Hydrick v. Hunter

669 F.3d 937, 2012 WL 89157, 2012 U.S. App. LEXIS 628
CourtCourt of Appeals for the Ninth Circuit
DecidedJanuary 12, 2012
Docket03-56712
StatusPublished
Cited by105 cases

This text of 669 F.3d 937 (Hydrick v. Hunter) is published on Counsel Stack Legal Research, covering Court of Appeals for the Ninth Circuit primary law. Counsel Stack provides free access to over 12 million legal documents including statutes, case law, regulations, and constitutions.

Bluebook
Hydrick v. Hunter, 669 F.3d 937, 2012 WL 89157, 2012 U.S. App. LEXIS 628 (9th Cir. 2012).

Opinion

*939 OPINION

PREGERSON, Circuit Judge:

This case concerns a class action by civilly committed persons (“Plaintiffs”) confined at Atascadero State Hospital in Atascadero, California. Plaintiffs are confined at Atascadero State Hospital under California’s Sexually Violent Predator Act. See Cal. Welf. & Inst.Code § 6600 et seq. The Defendants are administrators of the hospital and various state officials who serve in a supervisory capacity. 1

BACKGROUND

In 2002, Plaintiffs filed their Second Amended Complaint 2 in federal district court alleging that the conditions of their confinement violate their constitutional rights under 42 U.S.C. § 1983. The Second Amended Complaint, in addition to requesting declaratory and injunctive relief, also sought money damages against the Defendants in their individual capacities. Before the district court, Defendants, claiming qualified immunity, moved to dismiss Plaintiffs’ claims for money damages. The district court denied that motion. Defendants then brought an interlocutory appeal under the collateral order doctrine, see Morley v. Walker, 175 F.3d 756, 759 (9th Cir.1999), challenging the district court’s order denying qualified immunity.

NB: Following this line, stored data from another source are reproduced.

PR #865, opened 2026-04-10
Standardise Cluster Connect Pool terminology

### LINKED ISSUE #828: Change XML Connect Pool option to Cluster Connect
**Is your feature request related to a problem? Please describe.**
The XML Connect Pool option could be named better as the pool of connections is nearly always used for cluster testing with multiple endpoints. 

**Describe the solution you'd like**
Change the naming under the GUI and CLI from connect pool to cluster connect. eg mysql_connect_pool dict setting would be mysql_cluster_connect. 

**Describe alternatives you've considered**
An additional option is to also include a user configurable location for the cluster connect file. The default location would be the config/clusterconnect directory, however the GUI & CLI would include an additional option. In the GUI this is grey out until cluster connect is selected. This then makes the option much clearer that the user needs to define multiple end-point connections in a separate file. 

**Additional context**
The additional option would go at the end as shown here. 
Image
Update should be for all databases.

sm-shaw:
This change standardises the user-facing terminology to “Cluster Connect Pool” across the UI and supporting code to highlight that typical usage is for clusters.

### DIFF
--- a/modules/tpcccommon-1.0.tm
+++ b/modules/tpcccommon-1.0.tm
@@ -174,7 +174,7 @@ namespace eval tpcccommon {
       async_time [ expr $as_thkt * 1000 ]
     }
   }
-  #Find a Valid XML Connect Pool Config Directory,don't look in zipped fs as user needs to edit
+  #Find a Valid Cluster Connect Pool Config Directory,don't look in zipped fs as user needs to edit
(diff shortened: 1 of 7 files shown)


jamiere-msft (approved):

abondvt89 (approved):

abondvt89:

In 2007, we issued an opinion affirming in part and reversing in part the district court’s order denying the Defendants qualified immunity. Hydrick v. Hunter, 500 F.3d 978, 983 (9th Cir.2007). Specifically, we held that the Defendants were entitled to qualified immunity on Plaintiffs’ Ex Post Facto, Double Jeopardy, Procedural Due Process, and Eighth Amendment claims, as well as Plaintiffs’ First Amendment “refusal of treatment” claim. Id. at 992, 1000. But we also held that the Defendants were not entitled to qualified immunity on the remainder of Plaintiffs’ claims. Id. at 1000. Like the district court, our opinion did not rule on the merits of Plaintiffs’ claims or on Plaintiffs’ claims for injunctive and declaratory relief.

The Defendants then petitioned for certiorari. The Supreme Court granted the writ, vacated our judgment, and remanded for reconsideration in light of Ashcroft v. Iqbal, 556 U.S. 662, 129 S.Ct. 1937, 173 L.Ed.2d 868 (2009). Hunter v. Hydrick, -U.S. -, 129 S.Ct. 2431, 174 L.Ed.2d 226 (2009). On remand, we ordered supplemental briefing by the parties on the impact of Iqbal. After receiving several extensions, the parties completed supplemental briefing on January 31, 2011.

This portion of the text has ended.